Just in time indexing for up to the second search

  • Authors:
  • Ronny Lempel;Yosi Mass;Shila Ofek-Koifman;Dafna Sheinwald;Yael Petruschka;Ron Sivan

  • Affiliations:
  • IBM Research, Haifa, Israel;IBM Research, Haifa, Israel;IBM Research, Haifa, Israel;IBM Research, Haifa, Israel;IBM Research, Haifa, Israel;IBM Research, Haifa, Israel

  • Venue:
  • Proceedings of the sixteenth ACM conference on Conference on information and knowledge management
  • Year:
  • 2007

Quantified Score

Hi-index 0.00

Visualization

Abstract

E-commerce and intranet search systems require newly arriving content to be indexed and made available for search within minutes or hours of arrival. Applications such as file system and email search demand even faster turnaround from search systems, requiring new content to become available for search almost instantaneously. However, incrementally updating inverted indices, which are the predominant datastructure used in search engines, is an expensive operation that most systems avoid performing at high rates. We present JiTI, a Just-in-Time Indexing component that allows searching over incoming content (nearly) as soon as that content reaches the system.

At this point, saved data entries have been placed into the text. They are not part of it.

PR #483, opened 2020-09-30
(Android) Do not translate app name

juancruzgs:
#### Description:

Translations for the `app_name` were added in this [PR](https://github.com/Path-Check/gaen-mobile/pull/297). That makes the app show different app names based on the OS language.
This PR removes those translations since we only have one app name per HA.

#### Linked issues:

https://pathcheck.atlassian.net/browse/GAEN-347


johnschoeman (approved):
NIce catch! Ill look into lokalize and remove anything there that might cause this to happen again.

PR #484, opened 2020-09-30
Cleanup stale my health data when view is loaded

aledustet:
Why:
----

The data we are storing on the device to populate the symptom log and the daily check-ins, should not be kept longer than the required period, currently 14 days.

This Commit:
----

- Add methods to delete the stale data on the iOS native side
- Add methods to delete stale data on the Android side
- Move native module for the my health into the same folder
- Cleanup old stale data before pulling info on the symptom log

Co-authored-by: Juan Cruz Soler <juancruz.gsoler@gmail.com>

### DIFF
--- a/src/MyHealth/nativeModule.ts
+++ b/src/MyHealth/nativeModule.ts
@@ -1,0 +1,55 @@
+import { NativeModules } from "react-native"
+
+import {
+  CheckIn,
+  SymptomLogEntry,
+  SymptomLogEntryAttributes,
+} from "../MyHealth/symptoms"
+
+// Check In Module
+const checkInModule = NativeModules.CheckInModule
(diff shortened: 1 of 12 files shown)


src/MyHealth/nativeModule.ts
```diff
@@ -0,0 +1,55 @@
+import { NativeModules } from "react-native"
```
johnschoeman, line 1: Nice, thanks for pulling this module out.

johnschoeman (approved):
💯

src/MyHealth/nativeModule.ts
aledustet: 💯  credit to you

PR #486, opened 2020-09-30
Add Guidance screen to Self Screener

amandabeiner:
Why:
As a user, I want to get personalized guidance when I say that I am
experiencing symptoms and give my demographic information.

This commit:
Adds a `Guidance` screen, which reads the calculated `symptomGroup`
value from the SelfScreener context. Based on the user's symptom group,
it displays the appropriate CDC-recommended guidance and tells the user
what to do.

This commit also updates the EmergencySymptomsQuestions component to use
the `symptomGroup` from context instead of re-calculating the value
based on the length of the emergencySymptoms array.

guidance

### DIFF
--- a/src/SelfScreener/Guidance.spec.tsx
+++ b/src/SelfScreener/Guidance.spec.tsx
@@ -1,0 +1,126 @@
+import React from "react"
+import { render } from "@testing-library/react-native"
+import { SelfScreenerContext } from "../SelfScreenerContext"
+import Guidance from "./Guidance"
+import { factories } from "../factories"
+import { SymptomGroup } from "./selfScreener"
+
+describe("Guidance", () => {
+  it("displays the appropriate heading for primary 1 symptoms", () => {
+    const context = factories.selfScreenerContext.build({
+      symptomGroup: SymptomGroup.PRIMARY_1,
+    })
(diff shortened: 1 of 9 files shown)


src/SelfScreener/Guidance.spec.tsx
```diff
@@ -0,0 +1,125 @@
+import React from "react"
+import { render } from "@testing-library/react-native"
+import { SelfScreenerContext } from "../SelfScreenerContext"
+import Guidance from "./Guidance"
+import { factories } from "../factories"
+import { SymptomGroup } from "./selfScreener"
+describe("Guidance", () => {
```
johnschoeman, line 8: space above here?

src/SelfScreener/Guidance.spec.tsx
```diff
@@ -0,0 +1,125 @@
...
+  it("displays the appropriate heading for primary 1 symptoms", () => {
```
johnschoeman, line 9:
```suggestion
  describe("when the symptom answers are primary 1 symptoms", () => {
    it("displays the no medical risk header", () => {
```

johnschoeman (approved):
💯

PR #489, opened 2020-10-01
Remove local eula and unused mocks

aledustet:
Why:
----

The EULA storing passed to be online and maintaining those files in our project is confusing since they are not in use. We also have accumulated test setup logic that is no longer relevant since those dependencies were removed or replaced.

This Commit:
----

- Delete the `locales/eula` folder with the locally stored eulas
- Remove react-native-local-resource since it was only used for the html files
- Remove mocks for unused dependencies

How to test:
----

- Tests still pass and app continues to build properly


johnschoeman (approved):
So nice. 💯

PR #490, opened 2020-10-01
Add missing translations and fix typo

aledustet:
Why:
----

There were some empty keys that resulted in failures on the CI process. Also, a type on one of the symptoms was reported from lokalise. There were available translations for the most recent content added.

This Commit:
----

- Pushed and pulled new changes from lokalise
- Updated translations and typo


johnschoeman (approved):
💯

PR #493, opened 2020-10-01
Navigate to self screener from my health

johnschoeman:
Why:
When a user taps 'Unwell' on the my health screen, we would like for
them to start the self screener flow.

This commit:
Adds the logic to navigate to the self screener from the my health tab.
Note that given the way that the modal navigation is factored, we need
to mount two instances of the component with a prop to determine where
to go back to after closing the modal. A future commit might want to
refactor this such that we dont need to have many mounted instances of
the same component.


aledustet (approved):
:shipit:

devinjameson (approved):
👋

PR #495, opened 2020-10-02
Update documentation

johnschoeman:
Why:
Some of our documentation is out of date and we would like for new users
to the project be able to onboard without the friction of stale info.

This commit:
- Updates the example.env.bt
- Updates the readme
- Removes the unused changelog
- Updates the pull request template to follow the team's conventions


aledustet (approved):
Could the example file change be a reason why it is not building right now?

johnschoeman:
> Could the example file change be a reason why it is not building right now?

Potentially, though that would be very odd. Ill try separating them out.

PR #496, opened 2020-10-02
Support metric system units

johnschoeman:
Why:
Currently we only have support for units using the imperial system. We
would like for the app to be able to support metric units.

This commit:
Adds a configuration based of an environment variable for setting the
measurement system to either metric or imperial. If metric is not
provided, we default to imperial.


aledustet (approved):
🚢  :shipit:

JiTI's main idea is to invest less in the preprocessing of arriving data, at the expense of a tolerable latency in query response time. It is designed for deployment in search systems that maintain a large main index and that rebuild smaller stop-press indices once or twice an hour. JiTI augments such systems with instant retrieval capabilities over content arriving in between the stop-press builds. A main design point is for JiTI to demand few computational resources, in particular RAM and I/O. Our experiments consisted of injecting several documents and queries per second concurrently into the system over half-hour long periods. We believe that there are search applications for which the combination of the workloads we experimented with and the response times we measured present a viable solution to a pressing problem.